═════ SOURCE DATA

PR #96, opened 2016-05-25
Add time-utc scale, similar to d3.time.scale.utc

alphastorm:
Tested locally by modifying `src/example/plot/time-chart.js` to use `time-utc`.


chrisirhc:
Looks good to me.

Issue #93, opened 2016-05-23
Add the checks for most frequent user's errors


bulyonov:
There are several most frequent errors made by users that should be checked:
- `null`s or `undefined`s in the data properties;
- mismatching `x` properties for stacked charts;
- negative or zero values for `log` scales.

mcnuttandrew:
I don't know if these are really the users most frequent errors? I'm gonna close this because I don't think it necessary any more

PR #97, opened 2016-05-27
if a mark x or y is NaN the associated path causes and error.

jckr:


chrisirhc:
This seems like it's due to the data having errors. Perhaps we should be feeding these errors back to the user? Hiding the error seems unexpected.

bulyonov:
We should report about the errors in data instead of hiding them. #93 already has a list of things that should be checked. I'd suggest to add it here as well

jckr:
dropping it

Issue #123, opened 2016-08-19
`animation` default property not set in plots


alphastorm:
The [animation docs](https://github.com/uber/react-vis/blob/master/docs/animation.md) say that child components will be animated by default.  However, the property is not set in [defaultProps](https://github.com/uber/react-vis/blob/master/src/lib/plot/xy-plot.js#L68).  This appears to affect all chart types.

bulyonov:
Fixed in #126. Please refer to the updated docs when 0.6 will be releaed.

Issue #91, opened 2016-05-23
Assign the series event listeners using react (e.g. not using d3)


bulyonov:
Currently the components' event listeners are assigned via d3 either at `componentDidMount` or at `componentDidUpdate`. The usage of d3 definitely helps: the event handler automatically gets the values associated with the DOM node, but these event listeners are not testable.

Thus, we should move the components' event listeners to the `render` function.

bulyonov:
Resolved in #126: d3-selections are no longer used

Issue #55, opened 2016-04-18
Pie chart gives console error when changing number of segments is animated


mcnuttandrew:
The pie chart yields a bunch of console errors like this

`d3.js:8756 Error: Invalid value for <path> attribute d="M109.35191368826634,412.2430898706445A426.5,426.5 0 0.000006912,1 -225.26700899816143,362.14965805466653L-144.9842766002235,233.08532321974673Z"`

when animation is on and the number of segments is increasing or decreasing. This doesn't appear to affect the functionality of the chart, but is a little worrisome.

chrisirhc:
Marking this for a later release since it doesn't affect functionality.

bulyonov:
Apparently d3 is a source of problems here: it is not able to animate arcs from the initial state without the `d` property.

bulyonov:
Further investigation showed that d3 generates a `d` property for a path, which contains not `x,y` pairs, but a single value only (`0`, which means that both `x` and `y` are zero). Surprisingly this `d` cannot be animated using d3.

bulyonov:
Fixed in #126

PR #126, opened 2016-08-23
Add the new animations

bulyonov:
This PR changes the way how the components are animated:

- removes d3-transition;
- does animation using react;
- adds a possibility for minor tweaks of the animation

These changes are made for `XYPlot`, `RadialChart` and `Treemap` (and all their subcomponents)

This issue addresses #55, #91, #114 and #123


src/lib/plot/axis/axis.js
```diff
@@ -61,7 +70,7 @@ const defaultProps = {
   orientation: BOTTOM
 };
 
-class Axis extends PureRenderComponent {
+class Axis extends React.Component {
```
chrisirhc: How come this needs to be changed from PureRenderComponent?

src/lib/animation.js
```diff
@@ -0,0 +1,61 @@
...
+      interpolator: null
+    };
+    this._renderChildren = this._renderChildren.bind(this);
+  }
+
+  componentWillReceiveProps(props) {
+    const {data} = this.state;
+    const newData = this._extractPropsFromChild(props);
+    this.setState({
+      interpolator: interpolate(data, newData)
```
chrisirhc: Is this state to cache the `interpolator`?

src/lib/plot/axis/axis.js
bulyonov: @chrisirhc You are right. It is still in progress, testing this out.

src/lib/animation.js
bulyonov: Didn't know that, thanks!

src/lib/animation.js
```diff
@@ -0,0 +1,87 @@
...
+        _animation: Math.random()
+      }
+    );
+  }
+
+  render() {
+    const defaultStyle = {i: 0};
+    const style = {i: spring(1)};
+    return (
+      <Motion {...{defaultStyle, style, key: Math.random()}}>
```
chrisirhc: What's `key: Math.random()` for? If it's a required hack, there should be a comment here as well.

bulyonov: The spring is animated only at the time when motion renders. This means that it requires to be reinitialized somehow to make the next animation.

src/lib/plot/series/abstract-series.js
```diff
@@ -104,47 +100,50 @@ export default class AbstractSeries extends PureRenderComponent {
    * Mouse over handler for all series.
    * @param {boolean} useValue Use value handler if true.
    * @param {Object} d Value object
+   * @param {Object} event Event.
    * @private
    */
-  _mouseOverHandler(useValue, d) {
+  _mouseOverHandler(useValue, d, event) {
```
chrisirhc: How is `event` passed to this?

bulyonov: @chrisirhc Event is passed from inside of each of the series. I made the change to make it more transparent.

PR #127, opened 2016-08-25
First version of legends

bulyonov:
This PR adds:

### Stateless color legends (with and without search) for discrete colors

It should probably be wrapped into the bigger legend component later.
Following legends support custom colors/titles and `onItemClick` handlers.

legends

### Stateless continuous color legends
screen shot 2016-08-29 at 7 24 38 pm

### Stateless continuous size legends
screen shot 2016-08-29 at 7 25 12 pm


chrisirhc:
@bulyonov how about an example of how a legend can be used beside a line chart?

src/styles/legends.scss
```diff
@@ -0,0 +1,63 @@
...
+
+.rv-discrete-color-legend-item.clickable {
+  cursor: pointer;
+  &:hover {
+    background: #f9f9f9;
+  }
+}
+
+.rv-search-wrapper {
+  display: flex;
```
chrisirhc: Use of flex might affect adoption

src/lib/legends/discrete-color-legend.js
```diff
@@ -0,0 +1,50 @@
...
+  width: React.PropTypes.number
+};
+
+function DiscreteColorLegend({items, width, height, onItemClick}) {
+  return (
+    <div className="rv-discrete-color-legend" style={{width, height}}>
+      {items.map((item, i) =>
+        <DiscreteColorLegendItem key={i}
+          {...item}
+          onClick={onItemClick ? () => onItemClick(item, i) : null}
```
jckr: can't we handle the default click of an item? we already decide pretty much what happens when a user clicks on an item (the underlying datapoint gets a truthy disabled property, the element gets a disabled class). I'm fine with allowing the user to override that behavior but we shouldn't have them to implement a click handler imo.

src/lib/legends/search-wrapper.js
```diff
@@ -0,0 +1,61 @@
...
+    null;
+  return (
+    <div className="rv-search-wrapper" style={{width, height}}>
+      <form className="rv-search-wrapper__form">
+        <input
+          type="search"
+          placeholder={searchPlaceholder}
+          className="rv-search-wrapper__form__input"
+          value={searchText}
+          onChange={onChange}/>
```
jckr: likewise, can't we manage the onChange? we're always going to filter items as in the example. If the user wants to override this (ie ....startWith instead of ....indexOf() >-1) fine but I don't think we should have them implement it.

src/lib/legends/discrete-color-legend.js
bulyonov: Yes, this definitely should be handled, but only at the situations when the legend is a part of some chart. Currently legends don't provide this functionality, so they should be wired to the chart manually

src/lib/legends/search-wrapper.js
bulyonov: Yes, now the items are searched by default.

PR #129, opened 2016-08-26
Fix typos and link in xy-plot.md

dmitry-zaets:
- Fix link to `Hint` component
- Fix value of style attribute


bulyonov:
Thank you, @dmitry-zaets !

PR #133, opened 2016-08-31
Updates for DiscreteColorLegend: default colors, slight API changes, etc

### LINKED ISSUE #32: Legends for charts with multiple series
I've been pondering this for the last couple days, working out a means of building a legend with interactivity hooks into the existing XY chart series.

Perhaps something like this could work as a starter - wrapping a higher order component around the series components. This component would essentially be an interface rendering a 'default legend' and include event handlers to do things like filtering on selection of a specific series.

```jsx
<XYPlot
  width={300}
  height={300}>
  <HorizontalGridLines />
  <Legend onSelection={this.onSelection} style={style}>
    <LineSeries
      color='red'
      data={[
        {x: 1, y: 10},
        {x: 2, y: 5},
        {x: 3, y: 15}
      ]}/>
    <LineSeries
      color='blue'
      data={[
        {x: 1, y: 10},
        {x: 2, y: 5},
        {x: 3, y: 15}
      ]}/>
  </Legend>
  <XAxis />
  <YAxis />
</XYPlot>
```

An alternative would be just to have a standalone `<Legend/>` component that is fed information about series the chart from the `XYPlot` - potentially less complexity there, I guess.

Would appreciate thoughts (or alternative approaches!) on this, and happy to help with PR to get it landed.

bulyonov:
This PR makes following changes:

- Simplified the way how elements are passed into `DiscreteColorLegend`: now either objects (`title`, `color` and `disabled`) or strings (treated as titles) can be used.
- The default colors of the library are assigned as to the legends in case if no color is passed.
- The complex chart example is updated: the legend is added, the `onNearestX` is very simplified.
- A new `index` property was added into `info` object of `onNearestX(value, info)` callback (easier for the use).

Docs were updated according to these changes.

This pull request fixes #32

### DIFF
--- a/docs/xy-plot.md
+++ b/docs/xy-plot.md
@@ -281,7 +281,10 @@ Exact opacity for all series points in pixels or a series object.
 #### onNearestX (optional)
 Type: `function(value, info)`  
 A callback function which is triggered each time when the mouse pointer gets close to some X value.
-Callback is triggered with two arguments. `value` is the data point, `info` consists of `innerX` (the left position of the value) and `event` (the React event).
+Callback is triggered with two arguments. `value` is the data point, `info` object has following properties:
+- `innerX` is the left position of the value;
+- `index` is the index of the data point in the array of data;
+- `event` is the event object.
 
 #### onValueMouseOver (optional)
 Type: `function(d, info)`  
--- a/src/example/main.scss
+++ b/src/example/main.scss
@@ -89,11 +89,22 @@ article {
 }
 
 .example-with-click-me {
+  position: relative;
   text-align: center;
   &:hover {
     .click-me {
       animation: none;
     }
+  }
+
+  .chart {
+    margin-right: 200px;
+  }
+
+  .legend {
+    position: absolute;
+    text-align: left;
+    right: 0;
   }
 }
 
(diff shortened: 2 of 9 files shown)


src/example/main.scss
```diff
@@ -89,12 +89,23 @@ article {
...
+  position: relative;
   text-align: center;
   &:hover {
     .click-me {
       animation: none;
     }
   }
+
+  .chart {
+    margin-right: 200px;
```
chrisirhc: Need these styles to get it looking right?
We'll need to figure out how to make these components integrate better without additional styling/CSS in the future.

docs/xy-plot.md
```diff
@@ -281,7 +281,10 @@ Exact opacity for all series points in pixels or a series object.
 #### onNearestX (optional)
 Type: `function(value, info)`  
 A callback function which is triggered each time when the mouse pointer gets close to some X value.
-Callback is triggered with two arguments. `value` is the data point, `info` consists of `innerX` (the left position of the value) and `event` (the React event).
+Callback is triggered with two arguments. `value` is the data point, `info` object has following properties:
+- `innerX` is the left position of the value;
+- `index` is the index of the data point in the array of data;
+- `event` is the event object.
```
chrisirhc: Nice

PR #140, opened 2016-09-02
Add react-vis-graph-components to react-vis

episodeyang:
Hey @bulyonov and @chrisirhc,

Here is my work in progress on merging the `graph-components` with the react-vis code base. 

Right now the plan is to 
- [ ] add example components
- [ ] add test using those example components
- [ ] add example components to example page

I will make sure the linter and the test are happy.

Ge


src/lib/graphs/blocks/block-anchor.js
```diff
@@ -0,0 +1,84 @@
...
+const propTypes = {
+  component: any.isRequired,
+  alignHorizontal: oneOf(Object.keys(HORIZONTAL_ALIGNS).map(key => HORIZONTAL_ALIGNS[key])),
+  alignVertical: oneOf(Object.keys(VERTICAL_ALIGNS).map(key => VERTICAL_ALIGNS[key]))
+};
+
+const defaultProps = {
+  alignHorizontal: HORIZONTAL_ALIGNS.RIGHT,
+  alignVertical: VERTICAL_ALIGNS.MIDDLE,
+  margin: 0
```
bulyonov: Could you comment on what is margin here?

src/lib/graphs/blocks/circle-node.js
```diff
@@ -0,0 +1,56 @@
+import React, {PropTypes, cloneElement, Children} from 'react';
+import NODE_TYPES from '../node-types';
+
+const {string, number} = PropTypes;
+const propTypes = {
+  /** name of the node, used for links to look the node up. */
```
bulyonov: `/**` is used for jsdoc, I'd suggest not to use it here.

episodeyang: These are the syntax defined by react-docgen, borrowing the jsdoc's syntax :D

npm-debug.log.295131701
```diff
@@ -0,0 +1,34 @@
+0 info it worked if it ends with ok
```
chrisirhc: npm-debug* files need to be removed.

src/index.js
```diff
@@ -57,3 +57,6 @@ export {default as ContinuousSizeLegend}
   from './lib/legends/continuous-size-legend';
 
 export {default as makeWidthFlexible} from './lib/make-vis-flexible';
+
+/* graph components */
+export * from './lib/graphs';
```
chrisirhc: Let's be explicit here on the exports from the graphs. This makes it clear which exports are from which file. Imagine when this file has more than one `export *` statement, it'd be difficult to find the source of an export without looking through all the `export *` files.

src/lib/graphs/utils/pad-line.js
```diff
@@ -0,0 +1,17 @@
+/**
+ * Created on 8/15/16.
+ */
```
chrisirhc: `Created` comments should be cleaned up.

src/lib/graphs/utils/find-columns.js
```diff
@@ -0,0 +1,20 @@
+/**
+ * Created on 8/25/16.
+ */
+import splitHeadsFromRest from './split-heads-from-rest';
```
chrisirhc: If this function is only used by this file, I think it makes sense to include it as part of this file. It can be split out later when it becomes heavier or has external uses.

mcnuttandrew:
I suggest we close this PR, as we have demonstrated that it is entirely possible to make graphs using the XYPlot

mcnuttandrew:
Alright it's been a few days! I'm gonna go ahead and close this. If anyone feels different feel free to re-open

PR #145, opened 2016-09-09
Add the support tickAngle property

bulyonov:
- The new `tickLabelAngle` property was added: it's responsible for the angle of the label for the tick mark.
- Fixed the misaligned axis title (#146).


chrisirhc:
lgtm

PR #152, opened 2016-09-22
Allow the user to pass undefined and nulls as scale props

### LINKED ISSUE #149: Do not treat undefined values as passed attributes for domains
When `undefined` is passed to such props as `xDomain`, `yRange` or other scale related props, it is treated as the real value. This behavior breaks the compatibility with the old source code. This should be fixed.

bulyonov:
This change fixes the problem introduced in 0.5, when the empty scale props were treated as existing values (worked well with undefined/null before).

This PR fixes #149


chrisirhc:
Lgtm

Issue #162, opened 2016-11-10
Allow animation={false}


jameskraus:
Currently, the animation property can only be set to an object or true. The [docs specify](https://github.com/uber/react-vis/blob/master/docs/animation.md) that it can be set to `false`, but this throws errors:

══════════

◆ ASSIGNMENT: Across the data above, count every line with "split" in it and write only the total.

◆ RESPONSE TO THIS TASK: 2